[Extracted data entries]
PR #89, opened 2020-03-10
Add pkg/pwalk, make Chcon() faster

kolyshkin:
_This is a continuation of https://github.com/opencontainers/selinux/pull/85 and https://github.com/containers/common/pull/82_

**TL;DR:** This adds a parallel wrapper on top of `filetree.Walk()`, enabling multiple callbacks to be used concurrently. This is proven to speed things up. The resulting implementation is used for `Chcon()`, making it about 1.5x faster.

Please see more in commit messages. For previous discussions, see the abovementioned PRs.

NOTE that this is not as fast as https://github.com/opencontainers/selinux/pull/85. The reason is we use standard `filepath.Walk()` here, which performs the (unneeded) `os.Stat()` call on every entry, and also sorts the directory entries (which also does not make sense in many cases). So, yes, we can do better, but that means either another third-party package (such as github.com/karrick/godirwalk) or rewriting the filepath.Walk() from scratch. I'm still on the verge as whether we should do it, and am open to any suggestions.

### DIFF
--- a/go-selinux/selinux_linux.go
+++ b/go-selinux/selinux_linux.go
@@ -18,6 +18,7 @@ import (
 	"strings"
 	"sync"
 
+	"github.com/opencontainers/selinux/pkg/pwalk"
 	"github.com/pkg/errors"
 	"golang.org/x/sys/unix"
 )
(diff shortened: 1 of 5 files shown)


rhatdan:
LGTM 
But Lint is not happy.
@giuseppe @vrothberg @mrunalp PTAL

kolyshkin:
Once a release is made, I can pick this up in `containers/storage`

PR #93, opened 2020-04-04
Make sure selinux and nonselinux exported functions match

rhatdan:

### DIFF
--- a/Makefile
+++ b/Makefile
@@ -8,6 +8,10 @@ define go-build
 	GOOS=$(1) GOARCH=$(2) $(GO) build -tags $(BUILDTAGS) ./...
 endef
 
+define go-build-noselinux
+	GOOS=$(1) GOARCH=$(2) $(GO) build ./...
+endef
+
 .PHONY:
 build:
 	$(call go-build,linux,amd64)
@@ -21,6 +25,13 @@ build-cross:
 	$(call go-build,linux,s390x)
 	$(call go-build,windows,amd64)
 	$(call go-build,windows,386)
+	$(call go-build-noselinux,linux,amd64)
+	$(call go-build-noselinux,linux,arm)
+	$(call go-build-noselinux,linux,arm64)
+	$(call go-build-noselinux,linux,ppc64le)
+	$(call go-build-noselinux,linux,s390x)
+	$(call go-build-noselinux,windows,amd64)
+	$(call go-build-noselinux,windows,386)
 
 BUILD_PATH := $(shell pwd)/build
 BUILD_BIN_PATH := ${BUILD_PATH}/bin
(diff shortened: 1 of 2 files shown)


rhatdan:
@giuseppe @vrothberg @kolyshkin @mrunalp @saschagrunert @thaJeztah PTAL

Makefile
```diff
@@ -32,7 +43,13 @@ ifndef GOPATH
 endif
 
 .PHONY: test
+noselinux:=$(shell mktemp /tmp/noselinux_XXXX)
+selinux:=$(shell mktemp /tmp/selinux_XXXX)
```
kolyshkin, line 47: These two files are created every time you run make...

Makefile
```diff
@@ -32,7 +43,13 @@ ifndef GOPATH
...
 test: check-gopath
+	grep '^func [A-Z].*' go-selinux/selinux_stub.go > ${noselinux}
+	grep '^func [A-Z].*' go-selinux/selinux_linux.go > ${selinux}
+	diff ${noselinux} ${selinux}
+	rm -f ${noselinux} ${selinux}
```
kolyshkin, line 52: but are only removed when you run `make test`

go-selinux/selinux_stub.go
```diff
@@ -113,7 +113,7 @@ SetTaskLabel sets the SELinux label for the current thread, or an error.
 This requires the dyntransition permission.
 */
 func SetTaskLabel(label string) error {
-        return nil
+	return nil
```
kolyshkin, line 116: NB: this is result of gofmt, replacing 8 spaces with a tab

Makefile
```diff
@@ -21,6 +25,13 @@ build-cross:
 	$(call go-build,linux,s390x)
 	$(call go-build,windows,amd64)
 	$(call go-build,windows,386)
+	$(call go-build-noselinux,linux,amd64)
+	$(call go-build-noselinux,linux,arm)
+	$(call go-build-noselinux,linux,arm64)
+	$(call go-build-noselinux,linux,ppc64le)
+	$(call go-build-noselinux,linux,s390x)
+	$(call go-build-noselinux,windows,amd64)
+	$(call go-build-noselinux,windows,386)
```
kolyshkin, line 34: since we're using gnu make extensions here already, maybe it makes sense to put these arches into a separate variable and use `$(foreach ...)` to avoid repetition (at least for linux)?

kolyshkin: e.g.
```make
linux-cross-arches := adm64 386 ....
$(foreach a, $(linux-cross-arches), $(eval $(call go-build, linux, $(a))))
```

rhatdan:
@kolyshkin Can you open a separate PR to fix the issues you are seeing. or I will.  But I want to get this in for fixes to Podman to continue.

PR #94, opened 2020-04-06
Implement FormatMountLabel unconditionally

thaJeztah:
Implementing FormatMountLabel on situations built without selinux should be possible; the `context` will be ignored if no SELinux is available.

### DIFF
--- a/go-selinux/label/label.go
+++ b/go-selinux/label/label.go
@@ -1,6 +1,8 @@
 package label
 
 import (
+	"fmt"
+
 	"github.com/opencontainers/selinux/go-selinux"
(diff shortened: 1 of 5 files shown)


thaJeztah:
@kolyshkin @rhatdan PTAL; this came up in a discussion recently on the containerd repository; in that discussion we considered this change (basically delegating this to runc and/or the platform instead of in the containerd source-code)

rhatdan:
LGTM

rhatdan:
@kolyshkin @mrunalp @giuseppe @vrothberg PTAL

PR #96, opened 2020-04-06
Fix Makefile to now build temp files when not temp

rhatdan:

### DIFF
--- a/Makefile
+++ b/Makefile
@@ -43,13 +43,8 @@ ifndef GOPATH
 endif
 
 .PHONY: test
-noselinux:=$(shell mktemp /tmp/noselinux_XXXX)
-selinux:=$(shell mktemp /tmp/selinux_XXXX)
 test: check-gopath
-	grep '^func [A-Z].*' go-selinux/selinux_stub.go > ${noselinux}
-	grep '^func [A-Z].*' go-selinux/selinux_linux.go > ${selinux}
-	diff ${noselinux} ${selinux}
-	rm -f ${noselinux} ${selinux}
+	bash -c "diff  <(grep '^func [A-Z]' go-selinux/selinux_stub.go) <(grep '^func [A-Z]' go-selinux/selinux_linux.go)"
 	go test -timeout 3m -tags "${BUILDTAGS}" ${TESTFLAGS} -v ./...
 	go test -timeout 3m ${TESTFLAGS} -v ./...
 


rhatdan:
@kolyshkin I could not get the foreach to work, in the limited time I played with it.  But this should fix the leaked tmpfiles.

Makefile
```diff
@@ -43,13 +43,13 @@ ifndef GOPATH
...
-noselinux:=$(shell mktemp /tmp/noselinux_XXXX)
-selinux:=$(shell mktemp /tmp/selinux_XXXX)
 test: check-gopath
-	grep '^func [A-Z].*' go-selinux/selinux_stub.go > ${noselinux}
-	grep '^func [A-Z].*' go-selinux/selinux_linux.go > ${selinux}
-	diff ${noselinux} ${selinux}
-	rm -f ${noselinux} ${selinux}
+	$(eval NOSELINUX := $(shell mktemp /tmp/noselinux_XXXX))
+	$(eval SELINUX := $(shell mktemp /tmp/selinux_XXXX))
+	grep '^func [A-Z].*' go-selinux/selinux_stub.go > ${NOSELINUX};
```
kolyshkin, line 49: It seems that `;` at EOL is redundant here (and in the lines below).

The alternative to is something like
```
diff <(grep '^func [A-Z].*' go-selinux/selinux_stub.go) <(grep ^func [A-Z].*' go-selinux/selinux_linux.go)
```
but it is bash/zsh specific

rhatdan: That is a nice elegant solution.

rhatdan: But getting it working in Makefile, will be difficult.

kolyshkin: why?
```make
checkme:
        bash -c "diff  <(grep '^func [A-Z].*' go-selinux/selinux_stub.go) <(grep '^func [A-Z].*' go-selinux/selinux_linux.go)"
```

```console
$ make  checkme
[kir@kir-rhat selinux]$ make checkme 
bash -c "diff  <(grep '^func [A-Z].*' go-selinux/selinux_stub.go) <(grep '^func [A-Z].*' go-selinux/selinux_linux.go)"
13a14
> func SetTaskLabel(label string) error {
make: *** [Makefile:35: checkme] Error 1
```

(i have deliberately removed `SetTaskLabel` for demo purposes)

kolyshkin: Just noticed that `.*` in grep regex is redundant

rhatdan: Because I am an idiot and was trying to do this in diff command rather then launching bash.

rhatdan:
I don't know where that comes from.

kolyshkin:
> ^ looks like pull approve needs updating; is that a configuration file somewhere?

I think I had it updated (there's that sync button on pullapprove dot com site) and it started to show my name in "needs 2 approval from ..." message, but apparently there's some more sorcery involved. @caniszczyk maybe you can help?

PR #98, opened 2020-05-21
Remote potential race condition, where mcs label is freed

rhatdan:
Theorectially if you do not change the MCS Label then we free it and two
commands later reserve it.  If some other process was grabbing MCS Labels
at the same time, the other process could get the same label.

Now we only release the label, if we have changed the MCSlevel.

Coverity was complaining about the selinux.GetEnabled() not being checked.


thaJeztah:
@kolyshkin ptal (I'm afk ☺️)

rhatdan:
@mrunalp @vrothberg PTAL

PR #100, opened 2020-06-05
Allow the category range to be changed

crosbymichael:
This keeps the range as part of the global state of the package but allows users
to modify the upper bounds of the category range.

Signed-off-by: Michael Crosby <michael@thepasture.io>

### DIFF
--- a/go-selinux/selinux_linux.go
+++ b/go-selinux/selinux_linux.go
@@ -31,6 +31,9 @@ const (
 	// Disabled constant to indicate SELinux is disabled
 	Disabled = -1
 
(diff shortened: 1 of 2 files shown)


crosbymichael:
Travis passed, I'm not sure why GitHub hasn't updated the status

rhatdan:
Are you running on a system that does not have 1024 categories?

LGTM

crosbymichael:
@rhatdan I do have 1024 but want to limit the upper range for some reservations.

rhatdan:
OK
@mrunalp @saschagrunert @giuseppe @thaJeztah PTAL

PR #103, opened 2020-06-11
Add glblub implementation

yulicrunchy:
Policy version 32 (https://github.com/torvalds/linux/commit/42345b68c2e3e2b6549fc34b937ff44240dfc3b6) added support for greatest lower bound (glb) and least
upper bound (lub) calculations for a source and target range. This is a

[Assigned task]
Give back, exactly as written, the stretch from the line with "Fix Makefile to" through the line with "(i have deliberately", and no other lines from the records above.

[Exercise result]
Fix Makefile to now build temp files when not temp

rhatdan:

### DIFF
--- a/Makefile
+++ b/Makefile
@@ -43,13 +43,8 @@ ifndef GOPATH
 endif
 
 .PHONY: test
-noselinux:=$(shell mktemp /tmp/noselinux_XXXX)
-selinux:=$(shell mktemp /tmp/selinux_XXXX)
 test: check-gopath
-	grep '^func [A-Z].*' go-selinux/selinux_stub.go > ${noselinux}
-	grep '^func [A-Z].*' go-selinux/selinux_linux.go > ${selinux}
-	diff ${noselinux} ${selinux}
-	rm -f ${noselinux} ${selinux}
+	bash -c "diff  <(grep '^func [A-Z]' go-selinux/selinux_stub.go) <(grep '^func [A-Z]' go-selinux/selinux_linux.go)"
 	go test -timeout 3m -tags "${BUILDTAGS}" ${TESTFLAGS} -v ./...
 	go test -timeout 3m ${TESTFLAGS} -v ./...
 


rhatdan:
@kolyshkin I could not get the foreach to work, in the limited time I played with it.  But this should fix the leaked tmpfiles.

Makefile
```diff
@@ -43,13 +43,13 @@ ifndef GOPATH
...
-noselinux:=$(shell mktemp /tmp/noselinux_XXXX)
-selinux:=$(shell mktemp /tmp/selinux_XXXX)
 test: check-gopath
-	grep '^func [A-Z].*' go-selinux/selinux_stub.go > ${noselinux}
-	grep '^func [A-Z].*' go-selinux/selinux_linux.go > ${selinux}
-	diff ${noselinux} ${selinux}
-	rm -f ${noselinux} ${selinux}
+	$(eval NOSELINUX := $(shell mktemp /tmp/noselinux_XXXX))
+	$(eval SELINUX := $(shell mktemp /tmp/selinux_XXXX))
+	grep '^func [A-Z].*' go-selinux/selinux_stub.go > ${NOSELINUX};
```
kolyshkin, line 49: It seems that `;` at EOL is redundant here (and in the lines below).

The alternative to is something like
```
diff <(grep '^func [A-Z].*' go-selinux/selinux_stub.go) <(grep ^func [A-Z].*' go-selinux/selinux_linux.go)
```
but it is bash/zsh specific

rhatdan: That is a nice elegant solution.

rhatdan: But getting it working in Makefile, will be difficult.

kolyshkin: why?
```make
checkme:
        bash -c "diff  <(grep '^func [A-Z].*' go-selinux/selinux_stub.go) <(grep '^func [A-Z].*' go-selinux/selinux_linux.go)"
```

```console
$ make  checkme
[kir@kir-rhat selinux]$ make checkme 
bash -c "diff  <(grep '^func [A-Z].*' go-selinux/selinux_stub.go) <(grep '^func [A-Z].*' go-selinux/selinux_linux.go)"
13a14
> func SetTaskLabel(label string) error {
make: *** [Makefile:35: checkme] Error 1
```

(i have deliberately removed `SetTaskLabel` for demo purposes)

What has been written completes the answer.